Kasoa's market is the main regional market. The market is consistently packed and it is often difficult for new traders to be able to sell their goods at the market because all of the stalls are occupied. In 1991 the plans for a new market in Kasoa were established and the plot of land where the market was to be built was purchased. However, due to a lack of funding, construction could not begin until ten years later. Construction of the new market began in 2001, during President J.A. Kufuor's administration, after funds were provided by NGOs and with the cooperation of the Awutu Senya East Municipal Assembly. In January 2013, the market was improved. Through the combined efforts of the Awutu Senya East Municipal Assembly and the Kasoa Traders Association, new stalls were built for traders at the market.

Transportation is a major issue that many individuals from Kasoa and neighboring areas must face in order to be able to participate in the marketplace. Many must overcome the obstacles of heavy traffic, poor road conditions, and/or unaffordable public transportation, in order to access the market. Those who face these issues may be at an economic disadvantage when unreliable transport results in the late arrival to the market. Once a seller has arrived late, shoppers may have already purchased significant amounts of goods from sellers who were not affected by the unreliable transportation and were able to be at the market on time.

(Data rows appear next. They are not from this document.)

PR #7524, opened 2018-03-09
[Tailcall] Fix virtual generic methods that F# tests uses.

jaykrell:


dsyme:
I don't know enough (anything) about the Mono VM implementation to comment on that part - I mean I read through it, and the changes make sense, but I'm not a competent reviewer.

Re testing: 

1. Are we testing with SGEN?

2. Can we add tests that go across assembly boundaries?  That would involve splitting up some of the tests to got Assembly1 --> Assembly2 --> Assembly1 etc.  e.e. could be done via a pair of interfaces/classes, one class in each assembly.

3. Is the testing giving us any guarantees about whether this will work with Android and iOS backends?  Those are two we really care about.

jaykrell:
Just an FYI to you, but good questions.

I know ECMA says something about inter vs. intra assembly but I lost track of that.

A study conducted in Kasoa surveyed 305 micro and small scale enterprises and revealed that 77.78% of the business owners had no knowledge about cash management procedures. The study argued that this is an indicator of the need for proper training of business owners in the realm of cash management in order to initiate capacity building. Another survey conducted in the Kasoa market, although concerned largely with the oil sales sector, revealed a number of issues face by individuals whose livelihoods depend on sales in the market. One issue that the study revealed was difficulty with hygienically storing goods and keeping them from spoiling. The survey indicated that 59% of the salespersons had no education and used a variety of techniques (both effective and ineffective) for preserving their goods. 90% inappropriately stored their goods, which were exposed to too much sun and/or potentially contaminated by unhygienic storage practices such as storing goods in dirty containers. The interviewees greatest concerns were low-profits, unsteady demand, unreliable competition, the unavailability of space and the lack of funds to expand their business,

Demand for many goods shift seasonally. Oil sales spike during the seasons where fish are plentiful because traditional fish processors purchase oil from the market for frying fish. Unreliable sales competition is a large issue for traders who sell goods that can be purchased from large producers at a lower cost. Furthermore, 80% of sellers reported that they needed help in the area of finance in order to expand their businesses.

Ghana Rural Action Support Program (GRASP) is a non-governmental organization (NGO) that has initiated micro-finance loans for women in order to empower women and boost female economic activity in Kasoa. An article in the Journal of Global Gender Studies, reports that studies conducted by Eunice Adjei-Bosompem in 2013 suggested that the initial loan amounts were insufficient for women to successfully start and sustain on-going income generating activities (IGAs). The resulting suggestions for improving the short-term and long-term effectiveness of micro-finance loans were to increase loan amounts and loan return time, in addition to encouraging the development and utilization of technologies that will increase productivity.